Das Jahr 2016 hat gezeigt: Cyber-Attacken können jedes Unternehmen, jeder Größe, jeder Branche treffen. Keiner ist davor gefeit. Die Liste der Betroffenen ist lang: Krankenhäuser, Banken, Versicherungen, Social-Media-Kanäle und auch der Mittelstand stehen im Visier der Angreifer. Die Kriminellen werden dabei immer raffinierter, die Angriffsmethoden vielfältiger.

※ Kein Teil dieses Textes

PR #280, opened 2026-07-23
perf(event): bound gap-fill and recoverSkipped fetches with seq__lte

### LINKED ISSUE #273: perf(event): bound gap-fill and recoverSkipped fetches with seq__lte
## Background

Follow-up to the #272 review. The gap-fill re-fetch in `applyChunk` (`api/event/event.go:416`) and `recoverSkipped` (`api/event/event.go:106`) call `GetCommandChunks(ac, cmdID, fromSeq)`, which downloads everything from the hole to the current end of output and then discards all seqs past what is actually needed. While a hole stays open on a command that keeps producing output, each re-fetch is O(current total tail).

The server does not support `seq__lte` yet (the `chunks` action parses only `seq__gte` manually and silently ignores unknown params), so this could not be fixed in #272 and is split out here.

## Changes (after the server issue lands)

- Add an upper-bound seq parameter to `GetCommandChunks` (`seq__lte`); no bound keeps the current behavior
- Bound the gap-fill re-fetch with `seq__lte=liveSeq-1` and `recoverSkipped` with `seq__lte=skipped[len-1]`
- Compatibility with older servers that ignore the param: client-side filtering already exists, so behavior is identical—only the performance benefit is lost

## Tests

- Add `seq__lte` filtering to the test servers, then assert request params and response ranges

Blocked by: alpacax/alpacon-server#2571
Related: #272 (review Warning + Suggestion 1)

jisung-02:
## Background

While streaming command output, the re-fetches that fill seq holes only set a lower bound (`seq__gte`), so they downloaded everything from the hole to the current end of output and discarded the unneeded tail client-side. As long as a hole stayed open and the command kept producing output, each retry cost O(current tail). The server now supports a `seq__lte` upper-bound filter (alpacax/alpacon-server#2571), so the CLI can narrow these re-fetches to the window it actually needs.

## Changes

Add a `toSeq` upper-bound argument to `getCommandChunks`. The function stays single; unbounded is expressed with a negative sentinel `noSeqBound` (-1). Because seq is 0-indexed, `0` is a legitimate upper bound, so the sentinel must be negative rather than `0`. `seq__lte` is sent only when `toSeq >= 0`; when unbounded the parameter is omitted entirely (the server's strict integer filter rejects an empty `seq__lte`, so an empty value is never sent).

Call sites (5):

| Location | Range | Kind |
|---|---|---|
| `applyChunk` gap-fill | `[lastSeq+1, chunk.Seq-1]` | bounded |
| `recoverSkipped` | `[skipped[0], skipped[last]]` | bounded |
| `GetCommandOutput` | `noSeqBound` | unbounded |
| `streamSubscribed` initial fetch | `noSeqBound` | unbounded |
| `drainRemainingChunks` | `noSeqBound` | unbounded |

The two bounded upper values are already known to the code (`chunk.Seq-1`, and the last element of the ascending `g.skipped`), so no new state is introduced.

## Backward compatibility

If an older server ignores `seq__lte` and returns the full tail, behavior is unchanged. `applyChunk`'s consume loop stops at `c.Seq > chunk.Seq` (client-side clip), so it never consumes chunks past the bound, and `recoverSkipped` only looks up the exact seqs it cares about via the `bySeq` map, so any extra chunks are ignored. This fallback is pinned by a regression test for each call site (`applyChunk` and `recoverSkipped`).

This assumes a server that either supports `seq__lte` (alpacax/alpacon-server#2571 and later) or ignores unknown query parameters — the DRF default. The only unsupported case is a server that rejects unknown parameters with a 400: gap-fill re-fetches would fail repeatedly and fall through to `giveUpGap`, dropping output. No such server version is known. Note also that `recoverSkipped`'s `[skipped[0], skipped[last]]` window is not tight — it can still be wide when skips are far apart — but a single bounded request is strictly better than the previous unbounded fetch.

## Testing

- New tests: `seq__lte` is sent when bounded (including the `0` boundary) and omitted when unbounded; the `applyChunk` and `recoverSkipped` call sites derive the expected bound; output stays identical at both call sites when an old server ignores `seq__lte`.
- Test servers (`holeServer`/`chunkServer`) now honor `seq__lte` via a shared `parseSeqLte` helper.
- `go build ./...` OK, `go vet ./api/event/` OK, `golangci-lint run ./api/event/...` 0 issues, `go test -race ./api/event/` PASS.
- Verified end-to-end against a live server (`web-editor`, ubuntu 24.04) with the freshly built binary: a 300-line burst streamed back contiguous `1..300` with no gaps or duplicates, confirming the bounded and unbounded fetch paths preserve output integrity.

## Checklist

- [x] Build, vet, lint, and race tests pass
- [x] Backward-compatibility regression test added
- [x] Verified on a live server
- [ ] Reviewer approval

Closes #273

### DIFF
--- a/api/event/chunks.go
+++ b/api/event/chunks.go
@@ -10,7 +10,7 @@ import (
 	"github.com/alpacax/alpacon-cli/client"
 )
 
-// noSeqBound is the toSeq sentinel that leaves GetCommandChunks unbounded (seq
+// noSeqBound is the toSeq sentinel that leaves getCommandChunks unbounded (seq
 // is 0-indexed, so 0 is a valid upper bound and cannot mean "no bound").
 const noSeqBound = -1
 
@@ -20,11 +20,11 @@ type Chunk struct {
 	Content string `json:"content"`
 }
 
-// GetCommandChunks fetches chunks for cmdID with seq in [fromSeq, toSeq],
+// getCommandChunks fetches chunks for cmdID with seq in [fromSeq, toSeq],
 // sorted by seq ascending. A negative toSeq (noSeqBound) omits the upper
 // bound. The streaming consumers rely on the order, so we sort defensively
 // in case the server does not honor the ordering param.
-func GetCommandChunks(ac *client.AlpaconClient, cmdID string, fromSeq, toSeq int) ([]Chunk, error) {
+func getCommandChunks(ac *client.AlpaconClient, cmdID string, fromSeq, toSeq int) ([]Chunk, error) {
 	endpoint := "/api/events/commands/" + url.PathEscape(cmdID) + "/chunks/"
 	params := map[string]string{
 		"seq__gte": strconv.Itoa(fromSeq),
@@ -47,7 +47,7 @@ func GetCommandChunks(ac *client.AlpaconClient, cmdID string, fromSeq, toSeq int
 // order. Empty when no chunks were produced. Used by non-streaming paths (exec
 // logs, polling fallback) where Result is empty under the chunk contract.
 func GetCommandOutput(ac *client.AlpaconClient, cmdID string) (string, error) {
-	chunks, err := GetCommandChunks(ac, cmdID, 0, noSeqBound)
+	chunks, err := getCommandChunks(ac, cmdID, 0, noSeqBound)
 	if err != nil {
 		return "", err
 	}
--- a/api/event/chunks.go
+++ b/api/event/chunks.go
@@ -30,9 +30,9 @@ func getCommandChunks(ac *client.AlpaconClient, cmdID string, fromSeq, toSeq int
 		"seq__gte": strconv.Itoa(fromSeq),
 		"ordering": "seq",
 	}
+	// Send seq__lte only when bounded; omit rather than send empty, since the
+	// server's strict integer filter rejects an empty seq__lte.
 	if toSeq >= 0 {
-		// Omit rather than send empty when unbounded: the server's strict
-		// integer filter rejects an empty seq__lte.
 		params["seq__lte"] = strconv.Itoa(toSeq)
 	}
 	chunks, err := api.FetchAllPages[Chunk](ac, endpoint, params)
--- a/api/event/chunks.go
+++ b/api/event/chunks.go
@@ -10,20 +10,30 @@ import (
 	"github.com/alpacax/alpacon-cli/client"
 )
 
+// noSeqBound is the toSeq sentinel that leaves GetCommandChunks unbounded (seq
+// is 0-indexed, so 0 is a valid upper bound and cannot mean "no bound").
+const noSeqBound = -1
+
 // Chunk represents a single stdout/stderr chunk produced during command execution.
 type Chunk struct {
 	Seq     int    `json:"seq"`
 	Content string `json:"content"`
 }
 
-// GetCommandChunks fetches chunks for cmdID with seq >= fromSeq, sorted by seq
-// ascending. The streaming consumers rely on that order, so we sort defensively
+// GetCommandChunks fetches chunks for cmdID with seq in [fromSeq, toSeq],
+// sorted by seq ascending. A negative toSeq (noSeqBound) omits the upper
+// bound. The streaming consumers rely on the order, so we sort defensively
 // in case the server does not honor the ordering param.
-func GetCommandChunks(ac *client.AlpaconClient, cmdID string, fromSeq int) ([]Chunk, error) {
+func GetCommandChunks(ac *client.AlpaconClient, cmdID string, fromSeq, toSeq int) ([]Chunk, error) {
 	endpoint := "/api/events/commands/" + url.PathEscape(cmdID) + "/chunks/"
 	params := map[string]string{
 		"seq__gte": strconv.Itoa(fromSeq),
 		"ordering": "seq",
+	}
+	if toSeq >= 0 {
+		// Omit rather than send empty when unbounded: the server's strict
+		// integer filter rejects an empty seq__lte.
+		params["seq__lte"] = strconv.Itoa(toSeq)
 	}
 	chunks, err := api.FetchAllPages[Chunk](ac, endpoint, params)
 	if err != nil {
@@ -37,7 +47,7 @@ func GetCommandChunks(ac *client.AlpaconClient, cmdID string, fromSeq int) ([]Ch
 // order. Empty when no chunks were produced. Used by non-streaming paths (exec
 // logs, polling fallback) where Result is empty under the chunk contract.
 func GetCommandOutput(ac *client.AlpaconClient, cmdID string) (string, error) {
-	chunks, err := GetCommandChunks(ac, cmdID, 0)
+	chunks, err := GetCommandChunks(ac, cmdID, 0, noSeqBound)
 	if err != nil {
 		return "", err
 	}
--- a/api/event/event.go
+++ b/api/event/event.go
@@ -103,7 +103,7 @@ func (g *gapFillState) recoverSkipped(ac *client.AlpaconClient, cmdID string, ou
 	if len(g.skipped) == 0 {
 		return
 	}
-	final, err := GetCommandChunks(ac, cmdID, g.skipped[0], g.skipped[len(g.skipped)-1])
+	final, err := getCommandChunks(ac, cmdID, g.skipped[0], g.skipped[len(g.skipped)-1])
 	if err != nil {
 		utils.CliWarning("failed to fetch skipped chunks (seq %s): %v; output may be incomplete", formatSeqs(g.skipped), err)
 		return
@@ -347,7 +347,7 @@ func streamSubscribed(ac *client.AlpaconClient, session *EventSessionResponse, l
 	// as a duplicate. Chunks past the gap are picked up by applyChunk or the
 	// terminal drain once the gap is filled.
 	lastSeq := -1
-	if existing, err := GetCommandChunks(ac, cmdID, 0, noSeqBound); err == nil {
+	if existing, err := getCommandChunks(ac, cmdID, 0, noSeqBound); err == nil {
 		for _, c := range existing {
 			if c.Seq != lastSeq+1 {
 				break
@@ -413,7 +413,7 @@ func applyChunk(ac *client.AlpaconClient, cmdID string, lastSeq int, chunk Chunk
 			return lastSeq
 		}
 		before := lastSeq
-		missing, err := GetCommandChunks(ac, cmdID, lastSeq+1, chunk.Seq-1)
+		missing, err := getCommandChunks(ac, cmdID, lastSeq+1, chunk.Seq-1)
 		g.lastAttempt = gapFillNow()
 		if err != nil {
 			// Fetch failed: back off (noProgress++ keeps the throttle window
@@ -471,7 +471,7 @@ func chunkContent(chunks []Chunk) map[int]string {
 }
 
 func drainRemainingChunks(ac *client.AlpaconClient, cmdID string, lastSeq int, out io.Writer) int {
-	final, err := GetCommandChunks(ac, cmdID, lastSeq+1, noSeqBound)
+	final, err := getCommandChunks(ac, cmdID, lastSeq+1, noSeqBound)
 	if err != nil {
 		utils.CliWarning("failed to fetch trailing chunks (from seq %d): %v; output may be incomplete",
 			lastSeq+1, err)
--- a/api/event/event.go
+++ b/api/event/event.go
@@ -98,12 +98,12 @@ func (g *gapFillState) giveUpGap(lastSeq, nextSeq int, missing []Chunk, out io.W
 
 // recoverSkipped makes a final fetch for seqs skipped mid-stream (giveUpGap),
 // printing late content out of order and reporting still-absent seqs as lost.
-// g.skipped is ascending, so the fetch starts at its first seq.
+// g.skipped is ascending, so the fetch is bounded to [first seq, last seq].
 func (g *gapFillState) recoverSkipped(ac *client.AlpaconClient, cmdID string, out io.Writer) {
 	if len(g.skipped) == 0 {
 		return
 	}
-	final, err := GetCommandChunks(ac, cmdID, g.skipped[0])
+	final, err := GetCommandChunks(ac, cmdID, g.skipped[0], g.skipped[len(g.skipped)-1])
 	if err != nil {
 		utils.CliWarning("failed to fetch skipped chunks (seq %s): %v; output may be incomplete", formatSeqs(g.skipped), err)
 		return
@@ -347,7 +347,7 @@ func streamSubscribed(ac *client.AlpaconClient, session *EventSessionResponse, l
 	// as a duplicate. Chunks past the gap are picked up by applyChunk or the
 	// terminal drain once the gap is filled.
 	lastSeq := -1
-	if existing, err := GetCommandChunks(ac, cmdID, 0); err == nil {
+	if existing, err := GetCommandChunks(ac, cmdID, 0, noSeqBound); err == nil {
 		for _, c := range existing {
 			if c.Seq != lastSeq+1 {
 				break
@@ -413,7 +413,7 @@ func applyChunk(ac *client.AlpaconClient, cmdID string, lastSeq int, chunk Chunk
 			return lastSeq
 		}
 		before := lastSeq
-		missing, err := GetCommandChunks(ac, cmdID, lastSeq+1)
+		missing, err := GetCommandChunks(ac, cmdID, lastSeq+1, chunk.Seq-1)
 		g.lastAttempt = gapFillNow()
 		if err != nil {
 			// Fetch failed: back off (noProgress++ keeps the throttle window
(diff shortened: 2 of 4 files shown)


api/event/event.go
```diff
@@ -426,6 +426,8 @@ func applyChunk(ac *client.AlpaconClient, cmdID string, lastSeq int, chunk Chunk
 		} else {
 			// Advance only over contiguous seqs, stopping at the first hole, so a
 			// gap-fill racing ahead of persistence can't skip a not-yet-stored seq.
+			// The c.Seq > chunk.Seq clip is a safety net for old servers that
+			// ignore seq__lte and return the tail past the requested bound.
```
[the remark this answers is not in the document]
jisung-02: Good catch. Reworded in 66a521c: the comment now states the `c.Seq > chunk.Seq` clip caps consumption at the live chunk's seq (chunk.Seq) — one past the requested `seq__lte` of chunk.Seq-1 — rather than at the requested bound. This matches the framing already used in the applyChunk old-server test comments. Verified no other occurrence of the phrasing in the branch scope.

api/event/chunks.go
```diff
@@ -10,21 +10,31 @@ import (
...
 }
 
-// GetCommandChunks fetches chunks for cmdID with seq >= fromSeq, sorted by seq
-// ascending. The streaming consumers rely on that order, so we sort defensively
+// GetCommandChunks fetches chunks for cmdID with seq in [fromSeq, toSeq],
+// sorted by seq ascending. A negative toSeq (noSeqBound) omits the upper
+// bound. The streaming consumers rely on the order, so we sort defensively
 // in case the server does not honor the ordering param.
-func GetCommandChunks(ac *client.AlpaconClient, cmdID string, fromSeq int) ([]Chunk, error) {
+func GetCommandChunks(ac *client.AlpaconClient, cmdID string, fromSeq, toSeq int) ([]Chunk, error) {
```
geunwoonoh: Warning: `GetCommandChunks` is exported but has no callers outside `api/event`. A repo-wide grep shows only 4 in-package call sites; the only externally used function here is `GetCommandOutput` (`cmd/exec/logs.go:48`).

This PR adds the **unexported** constant `noSeqBound` to that exported signature's contract, so an external package has no way to express "unbounded" without hardcoding `-1`. Unexporting to `getCommandChunks` is the cheaper fix (4 call sites plus tests) and removes the asymmetry entirely.

api/event/chunks.go
```diff
@@ -10,21 +10,31 @@ import (
...
 	endpoint := "/api/events/commands/" + url.PathEscape(cmdID) + "/chunks/"
 	params := map[string]string{
 		"seq__gte": strconv.Itoa(fromSeq),
 		"ordering": "seq",
 	}
+	if toSeq >= 0 {
+		// Omit rather than send empty when unbounded: the server's strict
+		// integer filter rejects an empty seq__lte.
+		params["seq__lte"] = strconv.Itoa(toSeq)
+	}
```
geunwoonoh, line 37: Suggestion: the "Omit rather than send empty" rationale explains the *absent* branch but sits inside the `if toSeq >= 0` branch. Moving it above the `if` makes it describe the whole condition.

```suggestion
	// Send seq__lte only when bounded; omit rather than send empty, since the
	// server's strict integer filter rejects an empty seq__lte.
	if toSeq >= 0 {
		params["seq__lte"] = strconv.Itoa(toSeq)
	}
```

geunwoonoh (commented):
## PR Review: #280 - perf(event): bound gap-fill and recoverSkipped fetches with seq__lte

**Stack**: golang
**Changes**: +161 -20 in 4 files

Local verification: `go build ./...` OK, `go vet ./api/event/` OK, `go test -race ./api/event/` PASS (53.4s). `golangci-lint` is not installed on my machine, so it was not run.

---

### Summary

Gap-fill re-fetches during streaming only had a lower bound (`seq__gte`), so they downloaded everything from the hole to the current end of output and discarded the tail client-side. This PR narrows them to the window actually needed using the server's new `seq__lte` filter. `GetCommandChunks` gains a `toSeq` argument, and "unbounded" is expressed with a negative sentinel (`noSeqBound = -1`).

The core logic is correct. Things I verified directly:

- The gap-fill entry condition in `applyChunk` is `chunk.Seq > lastSeq+1`, which guarantees `chunk.Seq-1 >= lastSeq+1` — the bounds can never invert.
- I checked that `g.skipped` is genuinely ascending. `giveUpGap` appends in ascending order within a call, and `lastSeq` is monotonic across calls, so `g.skipped[len-1]` is indeed the maximum. Neither the budget-exhaustion branch (`len(g.skipped) < maxGapWidth`) nor the wide-gap early return breaks that ordering.
- `api.FetchAllPages` re-sends the params map on every page (`api/pagination.go:25-46`), so `seq__lte` survives pagination. Since `page_size` is pinned at 100, collapsing a long multi-page tail fetch into a single page is the real win here. The performance claim holds.
- `recoverSkipped` runs *after* `drainRemainingChunks`, and its range is entirely below `lastSeq` at that point, so the two fetches are disjoint.

**Critical issues: 0** — no behavioral regressions and no security concerns.

---

### Warnings (2)

**1. `api/event/chunks.go:27` — exported function paired with an unexported sentinel**

`GetCommandChunks` is exported but has **no callers outside the package**. A repo-wide grep shows only 4 in-package call sites; the only externally used function is `GetCommandOutput` (`cmd/exec/logs.go:48`).

This PR adds the **unexported** constant `noSeqBound` to that exported signature's contract. As a result an external package has no way to express "unbounded" without hardcoding `-1`. Unexporting the function to `getCommandChunks` is the cheaper fix (4 call sites plus tests) and removes the asymmetry entirely.

**2. `api/event/event_test.go:1106-1107` — the comment states the opposite of server behavior**

```go
// parseSeqLte reads the optional seq__lte upper bound; an absent or
// unparseable value means "no upper bound" (mirroring the server).
```

Both the PR description and the comment at `chunks.go:34-35` state that the server's strict integer filter **rejects** an empty `seq__lte`. So for an unparseable value the real server returns 400 while this helper silently ignores it — that is the opposite of mirroring. It is functionally harmless because the CLI never sends an invalid value, but the comment asserts a fidelity that does not hold, and a future reader writing a test against it would diverge from the real server. Fix the comment (preferred), or make the helper 400.

---

### Suggestions (7)

**3. `api/event/chunks.go:33-37` — comment placement**

The "Omit rather than send empty when unbounded" rationale explains the *absent* branch but sits inside the `if toSeq >= 0` branch. Moving it above the `if` makes it describe the whole condition.

**4. `api/event/event_test.go:1473` — stderr noise**

`TestRecoverSkippedChunks_SendsSeqLteBound` is the only one of these tests not wrapped in `captureStderr`, so the warning leaks into test output. Confirmed by running it:

```
=== RUN   TestRecoverSkippedChunks_SendsSeqLteBound
Warning: chunk seq(s) [1 4] never arrived; output may be incomplete
--- PASS
```

Every other `TestRecoverSkippedChunks_*` in this file (lines 1287, 1303) uses `captureStderr`.

**5. `api/event/event_test.go:1446-1491` — duplication and a loose assertion**

The two bound-assertion tests duplicate an identical `seq__lte`-capturing httptest handler; a small `lteCapturingServer(t, results)` helper would collapse it.

More importantly, `TestApplyChunk_SendsSeqLteBound` asserts only `seq__lte` and never looks at `seq__gte`. Since the handler returns chunks 1 and 2 regardless of the query, **the test would still pass with a wrong `fromSeq`**. Assert both bounds.

Also, `atomic.Pointer[string]` plus `require.NotNil` plus a dereference is four lines for capturing a single request, while the neighboring `chunks_test.go` does the same job with a plain `var capturedQuery string` and passes under `-race`. Worth picking one style. And `lastLte` implies repeated requests when there is exactly one — `capturedLte` reads truer.

**6. `api/event/event_test.go:1362` — out-of-scope change**

`for i := 0; i < 4; i++` → `for range 4` is a valid modernization but unrelated to a perf PR. Unless this is part of a repo-wide sweep, a separate commit would keep the diff clean.

**7. Coverage asymmetry**

The old-server fallback is pinned by a regression test for `applyChunk` but not for `recoverSkipped`. The PR body only argues in prose that `recoverSkipped` is safe because it does `bySeq` map lookups. A five-line test with a server that ignores `seq__lte` would make the coverage symmetric.

**8. `api/event/chunks.go:42` — `sort.Slice` (out of scope, performance)**

Not a line this PR touches, but noting it since performance was in scope. `sort.Slice` uses reflect-based swaps; with go.mod at 1.25.12, `slices.SortFunc(chunks, func(a, b Chunk) int { return cmp.Compare(a.Seq, b.Seq) })` is the idiomatic and faster form. Separate PR material.

**9. Low-risk compatibility note**

If any deployed server version rejects unknown query parameters with a 400 instead of ignoring them, gap-fill would repeatedly hit the `failed to fetch missing chunks` path and eventually fall through to `giveUpGap` — real output loss. DRF ignores unknown params by default, so this is very unlikely. A one-line note about the minimum server version in the PR body is probably enough; no code change needed.

Separately, `recoverSkipped`'s range `[skipped[0], skipped[last]]` can still be wide when skips are far apart (say seq 5 and seq 50000). It is still strictly better than the previous unbounded fetch, and a single request looks like the right trade against N per-run requests. No action — just recording that the bound is not tight.

---

### Highlights

- **The choice of `-1` as the sentinel is correctly reasoned.** Because seq is 0-indexed, `0` is a legitimate upper bound and cannot mean "no bound". That is pinned in three places: the code comment, the PR description, and the `"zero is a valid bound"` sub-test.
- **The backward-compatibility argument is actually pinned down, not hand-waved.** The `c.Seq > chunk.Seq` clip is deliberately kept, documented as to why, and guarded by `TestApplyChunk_OldServerIgnoringSeqLte_OutputIdentical`. It becomes unreachable against a compliant server, and keeping it is the right call.
- **No new state is introduced.** Both upper bounds derive from values already in hand (`chunk.Seq-1`, `g.skipped[last]`).
- **The test servers (`holeServer`/`chunkServer`) were updated to honor the new filter**, so the existing gap-fill suite actually exercises the bounded path instead of passing by accident on the old unbounded behavior.

---

**Verdict**: **COMMENTED** — nothing blocks the merge. Clearing the two warnings (the exported/unexported asymmetry and the inaccurate comment) would be enough to ship as is.

**Checklist**:
- [x] Code follows stack conventions (except warning #1)
- [x] Tests included and passing (verified with `go test -race`)
- [x] No security vulnerabilities (query built only via `strconv.Itoa` — no injection surface)
- [x] Documentation updated if needed (except the one comment in warning #2)

api/event/event_test.go
```diff
@@ -1103,16 +1103,31 @@ func captureStderr(t *testing.T, fn func()) string {
 	return buf.String()
 }
 
-// holeServer serves /chunks/?seq__gte=N returning every seq >= N except those
-// in `hole`. fetches counts the chunk requests. Used to simulate a seq that is
-// never persisted server-side.
+// parseSeqLte reads the optional seq__lte upper bound; an absent or
+// unparseable value means "no upper bound" (mirroring the server).
```
geunwoonoh: Warning: this comment states the opposite of the server's actual behavior. Both the PR description and the comment at `chunks.go:34-35` say the server's strict integer filter **rejects** an empty `seq__lte`. So for an unparseable value the real server returns 400 while this helper silently ignores it — that is not mirroring.

Functionally harmless (the CLI never sends an invalid value), but the comment asserts a fidelity that does not hold, and a future reader writing a test against it would diverge from the real server.

```suggestion
// parseSeqLte reads the optional seq__lte upper bound. An absent value means
// "no upper bound". An unparseable value is ignored here too, unlike the real
// server, whose strict integer filter rejects it — the CLI never sends one.
```

api/event/event_test.go
```diff
@@ -1423,3 +1440,78 @@ func TestDrainRemainingChunks_NoWarnWhenContiguous(t *testing.T) {
 	assert.Equal(t, "c3\nc4\nc5\nc6\n", out.String())
 	assert.NotContains(t, stderr, "never arrived")
 }
+
+// TestApplyChunk_SendsSeqLteBound verifies the gap-fill re-fetch is bounded by
+// the live chunk that exposed the hole (seq__lte == chunk.Seq-1).
+func TestApplyChunk_SendsSeqLteBound(t *testing.T) {
```
geunwoonoh: Suggestion: three small things on this test.

1. **Loose assertion.** It asserts only `seq__lte` and never looks at `seq__gte`. Since the handler returns chunks 1 and 2 regardless of the query, this test would still pass with a wrong `fromSeq`. Assert both bounds.
2. **Duplication.** This handler is identical to the one in `TestRecoverSkippedChunks_SendsSeqLteBound`; a small `lteCapturingServer(t, results)` helper would collapse both.
3. **Capture style.** `atomic.Pointer[string]` + `require.NotNil` + a dereference is four lines for capturing a single request, while the neighboring `chunks_test.go` does the same job with a plain `var capturedQuery string` and passes under `-race`. Also `lastLte` implies repeated requests when there is exactly one — `capturedLte` reads truer.

api/event/event_test.go
```diff
@@ -1423,3 +1440,78 @@ func TestDrainRemainingChunks_NoWarnWhenContiguous(t *testing.T) {
...
+	_ = applyChunk(ac, "cmd", 0, ChunkEvent{Seq: 3, Content: "c3\n"}, out, g)
+
+	got := lastLte.Load()
+	require.NotNil(t, got)
+	assert.Equal(t, "2", *got)
+}
+
+// TestRecoverSkippedChunks_SendsSeqLteBound verifies the final recovery fetch is
+// bounded by the last skipped seq (g.skipped is ascending).
+func TestRecoverSkippedChunks_SendsSeqLteBound(t *testing.T) {
```
geunwoonoh, line 1480: Suggestion: this is the only one of these tests not wrapped in `captureStderr`, so the warning leaks into test output. Confirmed by running it:

```
=== RUN   TestRecoverSkippedChunks_SendsSeqLteBound
Warning: chunk seq(s) [1 4] never arrived; output may be incomplete
--- PASS
```

Every other `TestRecoverSkippedChunks_*` in this file (lines 1287, 1303) uses `captureStderr`.

api/event/event_test.go
```diff
@@ -1423,3 +1440,78 @@ func TestDrainRemainingChunks_NoWarnWhenContiguous(t *testing.T) {
...
+	ac := &client.AlpaconClient{HTTPClient: ts.Client(), BaseURL: ts.URL}
+
+	g := &gapFillState{}
+	out := &bytes.Buffer{}
+	// Gap [1,2] exposed by live chunk seq=3; server also returns 4,5 (ignored).
+	lastSeq := applyChunk(ac, "cmd", 0, ChunkEvent{Seq: 3, Content: "c3\n"}, out, g)
+
+	assert.Equal(t, 3, lastSeq, "advances only through the live chunk, not the extra tail")
+	assert.Equal(t, "c1\nc2\nc3\n", out.String(), "extra tail beyond the bound is not emitted")
+}
```
geunwoonoh, line 1518: Suggestion: coverage asymmetry. The old-server fallback is pinned by a regression test for `applyChunk` (right above) but not for `recoverSkipped`. The PR body only argues in prose that `recoverSkipped` is safe because it does `bySeq` map lookups. A five-line test with a server that ignores `seq__lte` and returns extra chunks would make the coverage symmetric.

api/event/event_test.go
```diff
@@ -1342,7 +1359,7 @@ func TestGiveUpGap_BoundsCumulativeSkipped(t *testing.T) {
 	out := &bytes.Buffer{}
 	last := 0
 	stderr := captureStderr(t, func() {
-		for i := 0; i < 4; i++ {
+		for range 4 {
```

Bromium, Pionier bei der Micro-Virtualisierungstechnologie, hat die Methoden näher untersucht. Das sind einige der Ergebnisse:

  1. Zentraler Infektionsweg bleibt nach wie vor der Drive-by-Download, also die unbeabsichtigte Ansteckung durch Downloads von infizierten Webseiten.
     
  2. Die gängigsten Software-Kits für die Identifizierung von Software-Schwachstellen waren im ersten Halbjahr Neutrino und Rig.
     
  3. Die Ransomware-Familie wächst und wächst. Dutzende neue Typen sind 2016 hinzugekommen. Der aktuelle Marktführer scheint weiterhin „Locky“ zu sein.
     
  4. Aber auch Makro-Malware ist auf dem Vormarsch: So hat die gute, alte Spam-Mail noch lange nicht ausgedient.

Der Einfallsreichtum der Kriminellen kennt keine Grenzen, die traditionellen Lösungen halten kaum noch Schritt. Daher bleibt Endpunktsicherheit ein spannendes und heikles Thema, auch für das Jahr 2017.